Yes, I understand that part. But what I'm trying to clarify is why  
store versions keyed only by timestamp and not by another arbitrary  
value? As I mentioned in my initial question, I'm starting to see  
versions as a means to provide some means of optimistic locking. To  
quote the BigTable paper:

"Applications that need to avoid collisions must generate unique  
timestamps themselves. Different versions of a cell are stored in  
decreasing timestamp order, so that the most recent versions can be  
read ﬁrst.  To make the management of versioned data less onerous, we  
support two per-column-family settings that tell Bigtable to garbage- 
collect cell versions automatically.
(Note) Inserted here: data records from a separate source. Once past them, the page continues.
PR #343, opened 2022-03-24
Update contributing doc and buttons on readme

jsignell:
I was talking through different scenarios with Alex and thought it might be helpful to write down what I see as the plan for this repo.

### DIFF
--- a/CONTRIBUTING.md
+++ b/CONTRIBUTING.md
@@ -78,16 +78,18 @@ After new images are created:
 
 1. Create a pull request into `main` which updates all of the `"image_uri"` entries in `saturn.json` files to the latest images released from https://github.com/saturncloud/images.
 2. Run integration tests using that branch.
-3. If the images are not yet available on one of the staging instances, ask someone on the devops team to update the images there.
-4. Manually test any examples that you are worried about.
-5. Once you are satisfied, ask someone on the devops team to update the images on hosted.
-6. Merge the pull request.
+3. Merge the pull request.
+4. Ask someone on the devops team to update the examples one of the staging instances.
+5. Manually test any examples that you are worried about.
+6. Once you are satisfied, ask someone on the devops team to update the images on hosted.
+
+NOTE: In the future we expect to add a separate mechanism for updating the images separate from the update examples mechanism. Once this is established you will be able to ask someone to update the images on a staging instance then you will be able to test the example using a recipe _before_ merging the PR.
 
 ## Use new version of the recipe schema (rare)
 
 Anytime _after_ a new release makes it to [hosted](https://app.community.saturnenterprise.io), you can start using the latest recipe schema that is supported by that release. Note that the only reason to do this is if you want to take advantage of some new feature in the latest recipe schema.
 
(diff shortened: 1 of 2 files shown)


CONTRIBUTING.md
```diff
@@ -66,27 +66,46 @@ If this raises any issues, try automatically fixing them
...
-3. On `main` update RECIPE_SCHEMA_VERSION to the version on [hosted](https://app.community.saturnenterprise.io).
-4. Update all the `schema_version` fields in all the recipes and make any changes.
-5. Update the button on README.md to point to the new RECIPE_SCHEMA_VERSION
-6. Create a pull request with these changes with `main` as the base.
+1. Create a pull request into `main` which updates all of the `"image_uri"` entries in `saturn.json` files to the latest images released from https://github.com/saturncloud/images.
+2. Run integration tests using that branch.
+3. If the images are not yet available on one of the staging instances, ask someone on the devops team to update the images there.
+4. Manually test any examples that you are worried about.
+5. Once you are satisfied, ask someone on the devops team to update the images on hosted.
+6. Merge the pull request.
```
forana: This part can't work without further modifications, like we discussed yesterday - the examples _are_ how the images get updated.

```suggestion
3. Merge the pull request.
4. If the images are not yet available on one of the staging instances, ask someone on the devops team to update the examples there.
5. Once you are satisfied, ask someone on the devops team to update the examples on hosted.
```

This modification would work with what we have now. Even if we implement the ability for Saturn to come built-in with more images (which I do think we should do), this would require a new set of Saturn builds - not a simple update operation.

CONTRIBUTING.md
```diff
@@ -66,27 +66,46 @@ If this raises any issues, try automatically fixing them
...
 
-This repo has branch protection to prevent deletion or changes without a pull request on all `release-*` branches.
+## Use new version of the recipe schema (rare)
+
+Anytime _after_ a new release makes it to [hosted](https://app.community.saturnenterprise.io), you can start using the latest recipe schema that is supported by that release. Note that the only reason to do this is if you want to take advantage of some new feature in the latest recipe schema.
+
+First create a new branch from `main`. It's name must start with `release-`.
```
forana:
```suggestion
First create a new branch from `main`. Its name must start with `release-`.
```

CONTRIBUTING.md
jsignell: yes sorry I should have clarified what I am trying to write in this document. I am trying to write about an ideal future state where we _do have_ separate "make image-examples" "make examples". There are two reasons for this. One is that there are examples that exist in this repo that aren't part of the default resource templates that we call "examples" in saturn. Those examples might depend on images that are different than the default resource templates. So I think we need some way of saying "these are all the images that any example will need" on hosted. And we need a way to update those images.

jnolis:
Just checking if this is ready to merge?

jnolis (approved):

jsignell:
Umm I should check with @forana again to make sure he's happy with this idea. Probably need to call out the parts that aren't quite there yet too.

forana (approved):
Yep, fine with this for now. We can update as needed.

The client can specify either  
that only the last n versions of a cell be kept, or that only new- 
enough versions be kept (e.g., only keep values that were written in  
the last seven days). "

With that said, I'm just trying to get some clarity on how HBase  
utilizes versions internally and if there's any change of seeing some  
unintended consequences of using versions for something other than  
versions? For example, does having multiple versions add additional  
overhead at compaction time or when region splits occur?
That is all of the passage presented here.